Wigs have come a LONG way since the 70’s, haven’t they?!


My first wig experience lasted all of 1 day! I was 9 years old when my mother bought me my a wig from K-Mart. I’d wanted one so bad because I thought it would be the answer to my prayers.


I was positive as soon as I returned to school sporting my new do, there’d be no more teasing from kids in my 4th grade class anymore!


Kids don’t care or even understand that my baldness was a result of the intense chemotherapy I’d been receiving for over a year due to Leukemia. I was out for recess that first day I returned to school when two boys decided to snatch it from my head and play monkey in the middle with it.While listening to the laughs from all the kids on the playground, I desperately tried to get it back.It was only after a teacher stopped the game that it was returned to me but by that time, I’d already run inside, curled up into a ball sobbing in the coat room.
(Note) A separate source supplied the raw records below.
PR #120, opened 2021-04-06
Improvements in the proof of Trakhtenbrot

DmxLarchey:
Not supposed to be merged right now. More precise description, to be completed.

+ Improved notations to correspond more closely to the paper (LMCS)
+ a new finite quotient along a partial equivalence relation and a list of defined elements (not necessarily all of them) in `Shared/Libs/DLW/Utils/fin_quotient.v`
+ `list_seteq` in `Shared/Libs/DLW/Utils/seteq.v`:
  - a nice inductive characterization of extensional identity of lists (same members)
  - `list_seteq` is permutation augmented with contraction equivalence
  - used to simplify the proof of `bti_equiv` in `btree.v`.
+ better automation in `btree.v`, most proofs are now very short.
+ cleanup (removed dead code) and better notations in `membership.v`
+ simplified the reduction from `Σn` to `Σ2` by removing some unnecessary axioms, impacts `reln_hfs.v` and `Sign_Sig2.v`
+ a better tactic notation `fol equiv *` for proving `A o B <-> A' o B'` where `o` is a binary connective or other. Not all the code is fully updated to use this tactic. 

A finer characterization for decidability of `FSAT` over monadic signatures (arity less than one):
+ as in the `discrete` signature case, one has to distinguish if there is a unary relation or else if all relation symbols are nullary;
+ two symbols are _discernable_ if they can be mapped to two different values in `bool`, eg `f x = true` and `f y = false` for some `f : rels -> bool` (equivalently, they can be mapped to two different values of a discrete type);
+ if there is a unary relation symbol: _`FSAT` is decidable iff discernability of function symbols and of relation symbols are decidable_;
+ if all relation symbols are nullary (arity 0):  _`FSAT` is decidable iff discernability of relation symbols is decidable_.

### DIFF
--- a/theories/Shared/Libs/DLW/Utils/fin_dec.v
+++ b/theories/Shared/Libs/DLW/Utils/fin_dec.v
@@ -10,9 +10,19 @@
 Require Import List Arith Lia.
 
 From Undecidability.Shared.Libs.DLW.Utils
-  Require Import fin_base.
+  Require Import utils_decidable fin_base.
 
 Set Implicit Arguments.
+
+Theorem finite_t_find_dec X (P : X -> Prop) 
+           (Pdec : forall x, { P x } + { ~ P x }) 
+           (HQ : finite_t X) :
+           { x | P x } + { forall x, ~ P x }.
+Proof.
+  destruct HQ as (l & Hl). 
+  destruct list_choose_dep with (P := P) (Q := fun x => ~ P x) (l := l)
+    as [ (? & ? & ?) | ]; eauto.
+Qed.
 
 Theorem exists_dec_fin_t X (P Q : X -> Prop) 
            (Pdec : forall x, { P x } + { ~ P x }) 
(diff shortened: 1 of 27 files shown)


dominik-kirst:
Shouldn't this PR go against the `coq-8.13` branch as the soon-to-be default branch?

DmxLarchey:
> Shouldn't this PR go against the `coq-8.13` branch as the soon-to-be default branch?

Ok I will try to merge it with `coq-8.13` ... but is it becoming `default` anytime soon ?

dominik-kirst:
> Ok I will try to merge it with `coq-8.13` ... but is it becoming `default` anytime soon ?

That's my understanding, that's why I based the separation logic mechanisation on `coq-8.13`. If I remember correctly, @yforster just needs someone to ping him? ;-)

DmxLarchey:
Ok @dominik-kirst. I merged with `coq-8.13` and created PR #123

yforster:
Got the ping, now `coq-8.13` is the default branch. I initially wanted to only switch branches once there is an `opam` package for `8.13`. But given the activity at the moment I'd guess it makes more sense to first merge all the open PRs and then have a look at packaging again.

DmxLarchey:
Hi @yforster Yannick,

Since you got the ping, I also ping you on PR #126 for `coq-8.13` as well ;-)

PR #122, opened 2021-04-21
Improvements (notations, shorter proofs, etc) for IMSELL

DmxLarchey:
This PR provides improvements to the `IMSELL` undecidability results code. I would like it to be merged quickly so that I can refer to it in the final version of the upcoming FSCD21 paper [pre-print](https://members.loria.fr/DLarchey/files/papers/fscd21.pdf) that presents this work and also the _previously undocumented_ reduction from `FRACTRAN` to `MMA(2)` and `MMA0(2)` (two counters alternate Minsky machines). 

Also some updates to the library code:

+ improved `subcode_tac` in `Shared/Libs/DLW/Code/subcode.v` to solve more subcode detection automatically. Some proofs get a bit simplified in the `MM` and `BSM` code, ie. `subcode_tac; ...` is removed on many occasions in eg `StackMachines/BSM/bsm_utils.v` and `MuRec/ra_mm_env.v`;
+ better notations for alternate `MM` (ie. `INCₐ` instead of `INC`, but they are synonymous) to remind of the alternate semantics;
+ some cleanup of proofs in `FRACTRAN`.

Although some of my shared libs have been slightly improved, and some cleanup in the `FRACTRAN` code, this PR should not impact the rest of the project.

I also intend to create a _tag on a fork of this commit_ with a specialized `README.md` that would look like [this one](https://github.com/DmxLarchey/coq-library-undecidability/tree/fscd21). Fortunately, tags do not pollute the branch namespace ;-)

### DIFF
--- a/theories/MinskyMachines/MM.v
+++ b/theories/MinskyMachines/MM.v
@@ -46,6 +46,10 @@ Inductive mm_instr (X : Set) : Set :=
 Notation INC := mm_inc.
 Notation DEC := mm_dec.
 
+Notation INCₐ := mm_inc.
+Notation DECₐ := mm_dec.
+
+
 (* ** Semantics for MM, restricted to X = pos n for some n *)
 
 Section Minsky_Machine.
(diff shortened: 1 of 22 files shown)


theories/MinskyMachines/MM.v
```diff
@@ -46,6 +46,10 @@ Inductive mm_instr (X : Set) : Set :=
 Notation INC := mm_inc.
 Notation DEC := mm_dec.
 
+Notation INCₐ := mm_inc.
```
mrhaandi, line 49: I understand your reasoning, if one already knows the other model.
From a modular perspective, i.e. treating each problem as an individual unit, this is confusing.
The change is ok, although I wouldn't have made it.

mrhaandi (approved):

mrhaandi:
By the way, why is this PR for the `8.12` branch and not the `8.13` one?

DmxLarchey:
> By the way, why is this PR for the `8.12` branch and not the `8.13` one?

Ok I will propose a PR for `8.13` very quickly.

DmxLarchey:
I may dump that PR if PR #126 goes into `coq-8.13`.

It will forever go down as one of the worst days of my life and still brings me tears even 40 something years later. Back then, it felt harder to survive that day than it was to survive the cancer. It forever changed the me I’d been before.


When my hair returned it was no longer blonde, no longer thick and pretty like it has been but I was grateful for its return. I’m grateful to have hair but I’m not particularly fond of it. It’s fine, thin and has always been a source of insecurity.


I have recently discovered and fell in love with wigs! I’m lucky enough that for me, it’s just for fun but so many women suffer from thinning hair or complete hair loss due to myriad of diseases including cancer and Alopeccia.


We women all face insecurities in one form or another.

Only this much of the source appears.